La deuxième séance a été présidée par l'universitaire Hichem Ben Aïssa et le la a été donné par Mohamed El May qui a présenté des informations sur la relation du dramaturge tunisien avec Molière, sur la base de quelques articles et documents. Mohamed El May a souligné que les pièces de Shakespeare étaient connues du public à partir de l'année 1908, y compris la pièce ‘’Othello’’. Shakespeare est arrivé avant Molière en Tunisie et Mohammed Ben Othman et Mohammed Zarrouk ont été les premiers à traduire Molière.
Ainsi, la Tunisie a connu Molière dans les années 1920, selon un article de Hédi Laabidi dans le magazine ‘’Le Monde littéraire’’ et ce, contrairement à ce qu'a dit et écrit Mohammed Al-Saqangi.
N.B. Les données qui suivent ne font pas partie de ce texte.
PR #48, opened 2014-05-28
Experimental support for LPC17xx devices

richardeoin:
These are now somewhat out of date devices, and they don't seem to implement ADI_v5 in the same way as newer devices (like the lpc11xx). Full debug support for these devices seems to require the native firmware to be compiled with the -O0 flag - with probably indicates some kind of timing issue. However without this they are still identified and code can be loaded.

### DIFF
--- a/src/Makefile
+++ b/src/Makefile
@@ -26,6 +26,7 @@ SRC =			\
 	jtagtap.c	\
 	lmi.c		\
 	lpc11xx.c	\
+	lpc17xx.c	\
 	lpc43xx.c	\
 	main.c		\
 	nrf51.c		\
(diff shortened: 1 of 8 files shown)


gsmcmullin:
I haven't merged this because it's yet another fork of the lpc* code which is a maintenance problem.

I've refactored the upstream on my new_flash branch (subject to change/rebase):
https://github.com/gsmcmullin/blackmagic/tree/new_flash

When I've had a chance to test on real hardware I'll revisit support for these lpc17xx devices.

esden:
@richardeoin It would be nice to see LPC17xx support. As I do not have the eval boards for this I can not fix your patch. Would you be able to make the changes @gsmcmullin requested and update this patch? :)

richardeoin:
@esden It would indeed be nice. However I'd start over using [lpc15xx.c](src/target/lpc15xx.c) as a template, and then debug. I may do this if I have some spare time!

Eval boards are still available if you hunt around, e.g. [digikey](https://www.digikey.com/products/en?mpart=OM13085UL&v=568).

esden:
As this PR is quite out of date now and it needs improvements to be merged into the codebase I will close it for now.

PR #51, opened 2014-06-11
Support erasing + flashing the nRF51 User Information Configuration Registers (UICRs)

richardeoin:


giobauermeister:
Hi @richardeoin!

Et parmi ceux qui ont adopté Molière, Mohamed El-May a mentionné Ameur Tounsi, Noureddine Kasbaoui, Abdelaziz Agrebi, Ahmed Bouliman, Mohamed Zorgati.
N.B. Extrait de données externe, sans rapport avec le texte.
PR #64, opened 2015-01-10
STM32L05x target support.

beewoolie:
o Program flash write and erase.
o Options modification and status.
o Stub support for faster programming.
o There are two versions of the prog_write function.  There is one
  that runs through the debug interface and another that uses stubs.
  Stubs are faster, but the MCU may not run a stub if it is in a
  crashed state.
o Option commands added.
o Command to disable stubs as well.
o Stubs generated from C++ code and converted to arrays of half-words.
o Removing #defines and favoring enum.
o Replacing references to NVM registers is code with constant values.
o Copyrights.
o Segment writes to EEPROM region supported for executable data.
o Monitor command to write to EEPROM.

### DIFF
--- a/flashstub/README
+++ b/flashstub/README
@@ -1,5 +1,13 @@
-These are the assembler routines for executing a flash write
-on the supported targets.  They are kept here for reference, but
-are not used, as the compiled binary code is included in the 
-target drivers.
+Flash Stubs
+===========
 
+For most of the targets, these are assembler routines for executing
+a flash write on the supported targets.  They are kept here for
+reference, but are not used, as the compiled binary code is included
+in the target drivers.
+
+For the STM32l0x, the stubs are written in C++ and emitted as arrays
+of half-words for inclusion in the target driver.  The use of a higher
+level language allows more detailed code and for easy revisions.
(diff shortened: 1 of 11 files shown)


beewoolie:
This is a complete implementation for the STM32L0xx targets.  It would probably work for the L1's as well, but I don't have hardware on which I could test it.  If you would prefer to have a merged driver, let me know and I'll buy an L151 dev kit and make the driver support both.  I know, for example, that the erase block sizes are different, but that should not be a significant hurdle.

zyp:
I wish I saw this before I did my own take (#65), unfortunately I didn't notice your pull request until now.

As your implementation is more complete than mine, yours should be favored. For consistency's sake I think it should also be extended to cover L1, which I could assist with testing if you'd like.

beewoolie:
I don't have an L1 ATM.  I'll make a change that *should* support L1 and post that to my repo where you can pull it to try.

beewoolie:
I'm going to close this pull request for two reasons.  I've found a couple of errors that don't seem to break the functionality of the functions, but they are incorrect.  Second, I'm adding the stm32L1x features and these are turning out to require more than simply changing the IDCODEs.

L'intervenant a également rappelé qu'un comité a été formé en 1973 pour préparer un festival et ce, à l'initiative de la Fédération tunisienne du théâtre. À cette occasion, l'ambassade de France a décerné un prix à la meilleure œuvre.
L'homme de théâtre tunisien Mohamed Kouka a partagé avec l'assistance quelques fragments de son expérience avec Molière. ‘’J'ai connu Molière au lycée de Khaznadar et il y avait dans le programme un chapitre sur l'histoire de la littérature française et Molière était parmi les écrivains du XVIIe siècle que nous avons découverts et j'ai vu après quelque temps les aventures de Scapin au Théâtre municipal de Tunis’’, dit-il.
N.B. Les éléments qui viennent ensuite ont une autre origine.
PR #69, opened 2015-01-17
Fixed run command on SAM D20 old revision B silicon.

richardeoin:
This appears to be related to Atmel Errata Reference 12015 (see § 35.4.1 DSU in the datasheet) but only applies to revision B silicon - not revision C. While this is an old silicion revision (latest is revision E as of 17 Jan 2015) I found one on a development board.

### DIFF
--- a/src/samd20.c
+++ b/src/samd20.c
@@ -198,6 +198,51 @@ static const char samd20_xml_memory_map[] = "<?xml version=\"1.0\"?>"
 #define CORTEXM_DHCSR_C_HALT		(1 << 1)
 #define CORTEXM_DHCSR_C_DEBUGEN		(1 << 0)
 
+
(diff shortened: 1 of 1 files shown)


gsmcmullin:
I prefer not to repeat the Cortex-M code in this driver.  Please check my samd20-rev-fix branch (commit a3ab9b24) and confirm this works for you.

richardeoin:
I didn't refactor cortexm to avoid breaking other drivers, but this is definitely the better solution!  I've checked your [samd20-rev-fix](https://github.com/blacksphere/blackmagic/tree/samd20-revb-fix) branch and it works as expected.

richardeoin:
Thanks for pulling this @gsmcmullin . I'm also working on SAM D10/11/21 support, expect a new pull request in the next few days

À cette époque, le théâtre tunisien tentait d'adapter les œuvres de Molière sans grande connaissance et savoir-faire. Par exemple, ‘’Le médecin malgré lui’’ a été adaptée par Agrebi, avec comme titre ‘’El Koullou min aychoucha’’ et Aly Ben Ayed s'est inspiré du théâtre John Vilar et du théâtre populaire français, et la troupe municipale du théâtre qui, à cette époque, traversait des difficultés, a pu bénéficier de l'intervention directe de Bourguiba, suite à la demande de Wassila Bourguiba. L'intervenant a également noté que ‘’Le Maréchal’ est une œuvre exceptionnelle et un phénomène unique dans le théâtre tunisien’’. Et que le traitement des œuvres de Molière dans le théâtre tunisien est ‘’très superficiel qui s'est contenté de l'aspect comique sans se soucier de sa profondeur intellectuelle’’.
Le chercheur libanais Hicham Zaidan a considéré qu'il y avait plus d'une raison pour que les dramaturges célèbrent la naissance de Molière. ‘’Il est un dramaturge qui a traversé des chemins difficiles et a souffert pour présenter un théâtre qui s'inscrivait dans des préoccupations humaines et n'était pas une glorification de pouvoir, mais une glorification de l'homme tel qu'il était rationnel et éclairant, comme les pièces ‘Tartuffe’ et ‘Don Juan’, que je considère comme l'apogée de ce que Molière a présenté pour mettre à nu l'autorité religieuse et défendre les valeurs de la lumière, la rationalité et la libre pensée, qui font de Molière un écrivain contemporain et un écrivain vivant, des siècles après sa mort, un écrivain universel, intemporel’’, a soutenu Hicham Zaidan.